Form schemas are implemented as a JSON Schema and define the properties and allowed values for a sample. For example, a schema file could include a section that creates a column named "experimental_group" that only allows entries of "treatment" and "control", and a column named "age" that only allows a numerical entry. These can be very helpful when organizing data. The default schema contains either information based on the sample sheet (if provided) or information pulled from the file names, which could be as basic as only including the sample name. An example Form schema could look like:

{
  "$schema": "http://json-schema.org/draft-07/schema#",
  "type": "object",
  "properties": {
    "experimental_group": {
      "type": "string",
      "title": "Experimental Group",
      "description": "Indicates whether a sample is a treatment or a control",
      "enum": [
        "treatment",
        "control"
      ],
      "enumNames": [
        "Treatment",
        "Control"
      ]
    },
    "age": {
      "type": "number",
      "title": "Age (years)"
    }
  }
}

UI Schemas define how the form inputs are rendered in the Edit Sample pop up. This file is for advanced usage and is not typically used. You can learn more about UI schemas from react-jsonschema-form. An example UI schema could look like:

{
  "ui:options": {
    "title": "Flow Cytometry Samples",
    "description": "Sample description",
  },
  "experimental_group": {
    "ui:widget": "autoComplete"
  }
}

You can test your schemas using the react-jsonschema-form playground.

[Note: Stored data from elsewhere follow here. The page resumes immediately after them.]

PR #517, opened 2025-08-19
Re-enable safety checks in convert-and-compare

### LINKED ISSUE #516: Common unit conversions ignore safety checks
This has disabled a key safety feature of the library.  The only way we can test for it is with one of the "uncomment" tests that we run manually, and only at release time.  Looks like it was broken in #432 with the `convert_and_compare()` utilities.  See here: we are [using the explicit-rep versions](https://github.com/aurora-opensource/au/blob/3ea10cae344c8adce6f68bb41ee08f509b8a4225/au/quantity_point.hh#L334-L335), which doesn't opt in to the safety checks until #122 is done in [0.6.0](https://github.com/aurora-opensource/au/milestone/9)!

Thankfully, our new policy based overloads should make this a trivial fix.  Looks like we'll get an invocation of the explicit rep APIs that _does_ use safety checks a little sooner than we thought!

chiphogg:
We did not mean to disable these in #432.  Maybe my excuse is that my
brain was already living in the glorious future where #122 is landed.
At any rate, thank goodness for those policy argument overloads!  This
would have been a much more complicated fix without them.

I tested this by uncommenting the "feeters" test case, and verifying
that it now produces a compiler error, as it should.  I also uncommented
the quantity point test case where we check inheriting the overflow
safety surface.

Fixes #516.

### DIFF
--- a/au/quantity.hh
+++ b/au/quantity.hh
@@ -732,8 +732,9 @@ constexpr auto convert_and_compare(Quantity<U1, R1> q1, Quantity<U2, R2> q2) {
     using U = CommonUnitT<U1, U2>;
     using ComRep1 = detail::CommonTypeButPreserveIntSignedness<R1, R2>;
     using ComRep2 = detail::CommonTypeButPreserveIntSignedness<R2, R1>;
-    return detail::SignAwareComparison<UnitSign<U>, Op>{}(q1.template in<ComRep1>(U{}),
-                                                          q2.template in<ComRep2>(U{}));
+    return detail::SignAwareComparison<UnitSign<U>, Op>{}(
+        q1.template in<ComRep1>(U{}, check_for(ALL_RISKS)),
+        q2.template in<ComRep2>(U{}, check_for(ALL_RISKS)));
 }
 }  // namespace detail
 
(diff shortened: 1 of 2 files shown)


au/quantity.hh
```diff
@@ -732,8 +732,9 @@ constexpr auto convert_and_compare(Quantity<U1, R1> q1, Quantity<U2, R2> q2) {
     using U = CommonUnitT<U1, U2>;
     using ComRep1 = detail::CommonTypeButPreserveIntSignedness<R1, R2>;
     using ComRep2 = detail::CommonTypeButPreserveIntSignedness<R2, R1>;
-    return detail::SignAwareComparison<UnitSign<U>, Op>{}(q1.template in<ComRep1>(U{}),
-                                                          q2.template in<ComRep2>(U{}));
+    return detail::SignAwareComparison<UnitSign<U>, Op>{}(
+        q1.template in<ComRep1>(U{}, check_for(ALL_RISKS)),
+        q2.template in<ComRep2>(U{}, check_for(ALL_RISKS)));
```
hoffbrinkle, line 737: When checking becomes available on the explicit Rep APIs, do we then remove these policies?

chiphogg: We can.  And it would be better in some ways if we do, because it would remove some clutter.  But there's also no harm in them being there, so the main answer is that it just shouldn't be a big deal either way!

chiphogg: Put another way: if I got a PR at that time to remove them, I'd approve it.  I might even make a PR myself to remove them.  But I'm not going to put any effort at all into reminding myself to make said PR, because it just matters so little to me.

Users can view or update the current schema files by clicking the "Edit Schema" button in the upper right corner of the Samples page. There you can edit the Form and UI files directly.

samples header

If you are interested in updating the sample schema for a project, you can see any specific requirements for different dataset types in the pipeline catalog documentation or contact the Cirro team for help.

Table Options

The samples are organized in a table and by default are sorted by the date it was last updated. You can change the sorting and add/remove columns using the three dots in the table header table icon , and also filter the samples using the sidebar on the right side of the page.

You can also download the entire table as a CSV file by clicking the "Export Data" button at the top of the page.